(Records from a data source)
☆ ☆ ☆ ☆

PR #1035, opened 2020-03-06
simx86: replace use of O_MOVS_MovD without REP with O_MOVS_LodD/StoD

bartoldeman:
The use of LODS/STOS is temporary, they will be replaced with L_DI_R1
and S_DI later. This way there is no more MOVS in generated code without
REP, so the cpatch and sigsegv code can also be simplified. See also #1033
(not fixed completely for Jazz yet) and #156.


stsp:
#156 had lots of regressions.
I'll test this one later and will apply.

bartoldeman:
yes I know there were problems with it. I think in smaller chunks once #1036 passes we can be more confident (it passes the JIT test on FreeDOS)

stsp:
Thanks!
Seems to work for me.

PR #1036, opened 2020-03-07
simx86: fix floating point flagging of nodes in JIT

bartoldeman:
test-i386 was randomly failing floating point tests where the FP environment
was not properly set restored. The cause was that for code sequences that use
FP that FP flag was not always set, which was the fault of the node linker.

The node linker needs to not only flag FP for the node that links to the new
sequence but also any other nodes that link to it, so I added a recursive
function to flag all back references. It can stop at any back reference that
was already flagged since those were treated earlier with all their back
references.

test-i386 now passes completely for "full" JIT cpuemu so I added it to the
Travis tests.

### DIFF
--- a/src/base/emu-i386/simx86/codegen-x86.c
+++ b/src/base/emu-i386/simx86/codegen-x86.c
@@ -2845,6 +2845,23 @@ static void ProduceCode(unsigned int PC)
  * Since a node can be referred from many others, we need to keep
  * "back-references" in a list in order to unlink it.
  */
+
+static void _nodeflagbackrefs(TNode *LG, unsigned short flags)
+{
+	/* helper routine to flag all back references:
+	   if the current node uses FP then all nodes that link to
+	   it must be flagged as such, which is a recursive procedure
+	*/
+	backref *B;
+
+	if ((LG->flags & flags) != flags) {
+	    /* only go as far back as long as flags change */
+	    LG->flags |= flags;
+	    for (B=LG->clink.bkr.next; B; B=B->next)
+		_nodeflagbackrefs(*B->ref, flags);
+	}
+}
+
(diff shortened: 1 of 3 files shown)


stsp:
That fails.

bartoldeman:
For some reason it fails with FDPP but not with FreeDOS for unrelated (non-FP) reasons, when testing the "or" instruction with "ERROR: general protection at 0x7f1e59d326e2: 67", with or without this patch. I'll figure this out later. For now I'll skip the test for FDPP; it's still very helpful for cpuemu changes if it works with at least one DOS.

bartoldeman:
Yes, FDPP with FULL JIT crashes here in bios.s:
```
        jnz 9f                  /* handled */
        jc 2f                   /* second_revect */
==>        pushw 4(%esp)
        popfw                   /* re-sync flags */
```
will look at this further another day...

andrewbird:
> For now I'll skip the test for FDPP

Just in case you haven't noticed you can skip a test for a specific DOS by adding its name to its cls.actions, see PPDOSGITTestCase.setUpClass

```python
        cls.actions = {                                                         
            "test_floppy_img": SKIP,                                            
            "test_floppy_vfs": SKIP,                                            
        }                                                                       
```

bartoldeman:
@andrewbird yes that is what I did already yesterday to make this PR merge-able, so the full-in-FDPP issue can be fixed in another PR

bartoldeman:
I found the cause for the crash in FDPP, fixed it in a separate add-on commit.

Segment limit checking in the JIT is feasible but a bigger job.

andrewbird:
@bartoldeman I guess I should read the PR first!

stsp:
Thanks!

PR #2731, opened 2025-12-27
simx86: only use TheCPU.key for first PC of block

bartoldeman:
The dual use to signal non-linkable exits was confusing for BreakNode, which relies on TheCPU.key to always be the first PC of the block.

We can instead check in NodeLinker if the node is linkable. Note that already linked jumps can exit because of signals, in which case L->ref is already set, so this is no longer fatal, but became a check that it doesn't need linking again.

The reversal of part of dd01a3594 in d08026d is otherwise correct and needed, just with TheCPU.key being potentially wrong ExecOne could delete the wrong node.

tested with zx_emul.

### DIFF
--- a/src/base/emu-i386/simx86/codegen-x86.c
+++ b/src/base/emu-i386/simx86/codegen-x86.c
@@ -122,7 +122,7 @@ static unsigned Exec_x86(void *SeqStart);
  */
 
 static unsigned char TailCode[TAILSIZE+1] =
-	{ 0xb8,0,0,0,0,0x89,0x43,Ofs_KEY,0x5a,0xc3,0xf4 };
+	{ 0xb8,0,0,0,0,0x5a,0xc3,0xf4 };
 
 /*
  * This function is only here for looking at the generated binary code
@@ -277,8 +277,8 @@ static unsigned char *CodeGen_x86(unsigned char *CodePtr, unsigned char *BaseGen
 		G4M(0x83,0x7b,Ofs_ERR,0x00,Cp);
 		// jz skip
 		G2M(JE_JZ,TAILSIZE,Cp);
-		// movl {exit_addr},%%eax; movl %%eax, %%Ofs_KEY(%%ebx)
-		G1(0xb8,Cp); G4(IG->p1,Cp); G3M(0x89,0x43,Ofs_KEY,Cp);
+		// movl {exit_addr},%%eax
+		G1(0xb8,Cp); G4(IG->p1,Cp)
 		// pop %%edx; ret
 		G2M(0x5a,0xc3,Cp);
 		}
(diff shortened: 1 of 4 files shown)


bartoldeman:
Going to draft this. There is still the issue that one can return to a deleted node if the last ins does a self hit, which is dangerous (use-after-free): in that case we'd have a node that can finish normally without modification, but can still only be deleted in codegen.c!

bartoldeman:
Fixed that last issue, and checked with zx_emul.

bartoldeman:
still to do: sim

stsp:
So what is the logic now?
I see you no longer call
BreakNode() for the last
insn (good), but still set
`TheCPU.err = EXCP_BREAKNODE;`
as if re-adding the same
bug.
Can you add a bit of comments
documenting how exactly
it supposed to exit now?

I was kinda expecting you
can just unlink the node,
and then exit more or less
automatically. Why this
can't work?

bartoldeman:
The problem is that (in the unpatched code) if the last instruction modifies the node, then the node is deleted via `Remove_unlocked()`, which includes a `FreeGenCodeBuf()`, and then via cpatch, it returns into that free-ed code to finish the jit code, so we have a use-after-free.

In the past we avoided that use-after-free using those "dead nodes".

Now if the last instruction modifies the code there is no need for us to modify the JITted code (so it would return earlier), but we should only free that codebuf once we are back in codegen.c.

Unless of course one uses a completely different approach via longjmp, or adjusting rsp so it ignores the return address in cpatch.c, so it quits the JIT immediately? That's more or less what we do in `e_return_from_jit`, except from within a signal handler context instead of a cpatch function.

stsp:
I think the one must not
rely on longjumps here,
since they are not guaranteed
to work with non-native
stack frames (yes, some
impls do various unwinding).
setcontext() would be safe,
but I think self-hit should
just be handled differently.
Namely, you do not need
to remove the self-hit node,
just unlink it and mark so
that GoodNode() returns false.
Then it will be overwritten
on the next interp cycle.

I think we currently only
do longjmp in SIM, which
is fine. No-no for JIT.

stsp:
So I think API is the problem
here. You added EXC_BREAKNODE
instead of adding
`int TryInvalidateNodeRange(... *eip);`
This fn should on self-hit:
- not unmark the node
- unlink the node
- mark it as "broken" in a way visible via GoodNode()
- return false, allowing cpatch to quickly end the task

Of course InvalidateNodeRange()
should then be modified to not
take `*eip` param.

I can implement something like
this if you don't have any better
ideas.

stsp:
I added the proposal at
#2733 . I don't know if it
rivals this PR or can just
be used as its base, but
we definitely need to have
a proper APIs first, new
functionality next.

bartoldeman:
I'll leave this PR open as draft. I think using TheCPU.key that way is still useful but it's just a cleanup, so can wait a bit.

☆ ☆ ☆ ☆

#### TASK DIRECTIONS:
Only a number is wanted here: the count of lines in the data that contain the string "case".

#### WRITTEN SOLUTION:
3